**TASK PROMPT**
As you look over the data below, please find each line where the word "enforcement" appears, then copy it.

----------------------------------------

PR #649, opened 2020-05-01
Access control enforcement GC and fail on _suite_test.go files missing

GrahamGoudeau:


services/mesh-networking/pkg/access/access-control-enforcer/enforcer_loop.go
```diff
@@ -66,7 +66,19 @@ func (e *enforcerLoop) Start(ctx context.Context) error {
...
-			logger.Debugf("Ignoring event: %+v", virtualMesh)
+			logger.Debugw("event handler enter",
+				zap.Any("spec", virtualMesh.Spec),
+				zap.Any("status", virtualMesh.Status),
+			)
+
+			// manually set this to false so that things get cleaned up
+			virtualMesh.Spec.EnforceAccessControl = false
+
+			err := e.enforceGlobalAccessControl(ctx, virtualMesh)
```
harveyxia, line 77: If this fails, we won't get another OnDelete event for the virtualMesh, so the global access control enforcement may be permanently set.

I wonder if this is a valid use case for a requeue

ci/assertAllSuitesExist.bash
```diff
@@ -0,0 +1,13 @@
+#########################################################################
```
rickducott, line 1: 👏

services/mesh-networking/pkg/access/access-control-enforcer/enforcer_loop.go
harveyxia: Discussed offline—we'll leave a comment and make an issue for now, and defer settling on an approach until we have more discussion with the team

GrahamGoudeau: https://github.com/solo-io/service-mesh-hub/issues/650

----------------------------------------

**FINISHED TASK**
Access control enforcement GC and fail on _suite_test.go files missing
harveyxia, line 77: If this fails, we won't get another OnDelete event for the virtualMesh, so the global access control enforcement may be permanently set.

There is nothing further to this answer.